Materials provided below:
PR #2373, opened 2024-10-15
fix: activity form state should not persist when switching activities

dleard:
The formState was being persisted when navigating to different activity pages.
The dependency array for the useEffect() was throwing warnings across different activity because it was changing its shape depending on how many source types each activity has.

This PR should fix those issues. Though I think that useEffect() is probably doing too much & we should look into potentially splitting it up into different components. I think the way it is set up currently may have an effect on the [Load data ticket](https://github.com/bcgov/cas-reporting/issues/345)


pbastia (approved):
Nice!
I agree with your comment on the useEffect doing too much. I think there are quite a few cases where we trigger a re-render no matter what, so that code could be taken out of the effect/dependencies array. Let's revisit that with the loading data feature

PR #2382, opened 2024-10-17
chore:added sync button

ayeshmcg:
Card: https://github.com/bcgov/cas-reporting/issues/364
Changes:-

- Added Sync button
- Added Sync button handler

### DIFF
--- a/bciers/apps/reporting/src/data/jsonSchema/personResponsible.ts
+++ b/bciers/apps/reporting/src/data/jsonSchema/personResponsible.ts
@@ -1,7 +1,10 @@
 import { TitleOnlyFieldTemplate } from "@bciers/components/form/fields";
 import FieldTemplate from "@bciers/components/form/fields/FieldTemplate";
 import { RJSFSchema, UiSchema } from "@rjsf/utils";
-import { infoNote } from "@reporting/src/data/jsonSchema/personResponsibleInfoText";
+import {
+  infoNote,
+  SyncContactsButton,
+} from "@reporting/src/data/jsonSchema/personResponsibleInfoText";
 import SectionFieldTemplate from "@bciers/components/form/fields/SectionFieldTemplate";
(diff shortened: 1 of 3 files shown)


bciers/apps/reporting/src/data/jsonSchema/personResponsible.ts
```diff
@@ -44,6 +51,9 @@ export const personResponsibleUiSchema: UiSchema = {
   assign_info: {
     "ui:FieldTemplate": SectionFieldTemplate,
   },
+  sync_button: {
+    "ui:FieldTemplate": SyncContactsButton,
```
pbastia, line 55: the RJSF docs do a good job of what belongs in a Field, a Template, and a Widget: https://rjsf-team.github.io/react-jsonschema-form/docs/advanced-customization/custom-templates/

Using a widget to encapsulate rendering + behaviour is probably much easier. If needed the sync handler can be passed in to a constructor for the widget (something like `"ui:widget":SyncContactsWidget(onSync)`), but there _might_ be a way of making it act within RJSF the whole time

pbastia (approved):
Nice work! I'm approving it, but we're defintiely mis-using the `ui:options` field to pass behaviour instead of just rendering options.
The comments I've added can be put in a tech debt card

bciers/apps/reporting/src/data/jsonSchema/personResponsible.ts
ayeshmcg: @pbastia 
Yes, I agree, and I will open a tech-debt ticket to address this. The ultimate plan was to encapsulate the SyncButton in a widget, which will simplify the implementation and avoid misusing ui:options for passing handler functions. This approach will also be helpful as we need to add the SyncButton in another location (the Operation Review Page), so creating a widget will make this more scalable and maintainable.

Thanks for bringing this up!

PR #2386, opened 2024-10-17
Feat/208 additional report data page

ayeshmcg:
Card: https://github.com/bcgov/cas-reporting/issues/208
Changes: 
- Added Additional Reporting Data Page: New page for collecting additional reporting data.
- Schema and UI Schema: Defined schemas to validate and structure the new data.
- APIs/Services:
   - Get Registration Purpose: Fetch registration context.
   - Save Report Additional Data: Handle data submission.
   - Get Report Additional Data: Retrieve saved data for review.
- Model for Additional Reporting Data: Created a model for data storage and retrieval.

To test:- go to http://localhost:3000/reporting/reports/3/additional-reporting-data
to test Electricity generated field, click on Operation 17 on http://localhost:3000/reporting/reports


bc_obps/service/report_additional_data.py
```diff
@@ -0,0 +1,47 @@
...
+
+        # Always return the result as a dictionary with an array (empty or populated)
+        return {"registration_purposes": purposes_list}
+
+    @staticmethod
+    def save_report_additional_data(version_id: int, data: ReportAdditionalDataIn) -> ReportAdditionalData:
+        # Fetch the report version
+        report_version = ReportVersion.objects.filter(id=version_id).first()
+        if report_version is None:
+            raise ValueError("ReportVersion with this ID does not exist.")
```
dleard, line 33: When we know we should get 1 or 0 objects, it's better to use .get rather than .filter().first(). We can replace this bit with a get by pk and allow it to 404 error if no report_version is found rather than throwing our own error here.

```suggestion
        report_version = ReportVersion.objects.get(pk=version_id)
```

bciers/apps/reporting/src/app/utils/getReportAdditionalData.ts
```diff
@@ -0,0 +1,13 @@
+import { actionHandler } from "@bciers/actions";
+
+export async function getReportAdditionalData(version_id: number) {
+  const response = await actionHandler(
+    `reporting/report-version/${version_id}/report-additional-data`,
+    "GET",
+  );
+
+  console.log("res", response);
```
dleard, line 9: Remove console log

dleard (approved):
Really great work on the conditional dependencies! I found one small change to make and this is good to go

PR #2389, opened 2024-10-17
Feat/333 apply emission categories

dleard:
Applies an emission category (or categories) on save to a report_emission record based on the rules from the Emission Summary excel sheet in our SME channel files.

DB:
- New emission_category & emission_category_mapping tables
- m2m relationship added to report_emission table
- Initial data for the new tables

API:
- Added new function (apply_emission_categories) to the report_activity_save_service to apply categories on save to the report_emission table

FE:
- Added an API call to the backend call the save API service

To test this:
- Go to any activity page that we've developed (GSC, Mobile Fuel, Pulp & Paper..)
- Enter data & save
- Check in the DB that at least one record was created in the erc.report_emission_emission_categories table
- Verify using the Emission Summary excel sheet that it is the correct category/categories


ayeshmcg:
Great work @dleard , Everything looks good. Also we reviewed this PR together. 
Just one thing, 
on clicking submit should it take user to next page or disable, because on clicking twice on submit button it gives error in fromt end

ayeshmcg:
n

dleard:
> Great work, @dleard! Everything looks good, and we also reviewed this PR together.
> 
> Just one suggestion/question: When the user clicks Submit, should the button navigate to the next page or be disabled after the first click?
> 
> Currently, clicking the Submit button multiple times triggers an error on the frontend. Here's the error message: An error occurred while fetching reporting/report-version/3/facilities/f486f2fb-62ed-438d-bb3e-0819b51e3aff/activity/3/report-activity: Unexpected token '<', " <!doctype "... is not valid JSON
> 
> This happens because the POST API request results in a 500 error: POST /api/reporting/report-version/3/facilities/f486f2fb-62ed-438d-bb3e-0819b51e3aff/activity/3/report-activity HTTP/1.1" 500

This error is happening because we haven't implemented the loading of saved data into the forms yet, which means we don't have an id for the activity/source type/unit... records to send with the request. Since we don't have an id to pass, the `update_or_create` functions in the save service always try to `create`, which throws a uniqueness error since we're trying to create new records with the same data where one already exists. This will be handled by our [Load Activity Data ](https://github.com/bcgov/cas-reporting/issues/345) ticket. When we've loaded the data from the database, we'll have an id to pass & the `update_or_create` functions will update rather than create.

ayeshmcg (approved):

PR #2397, opened 2024-10-21
203 production information

pbastia:
Production data page.

To test:

- Add products to the facility report
- Access the production data page with a URL like:

http://localhost:3000/reporting/reports/1/facilities/f486f2fb-62ed-438d-bb3e-0819b51e3aff/production-data

### Note:
This PR also refactors how to generate the tasklist with the Activities (step nr.2 in our multiform header).
New:
- a `components/taskList` folder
End of Materials provided.
## Aim of the exercise
How many lines in the entries above include the string "debt"? Give only the number.

## Written solution
2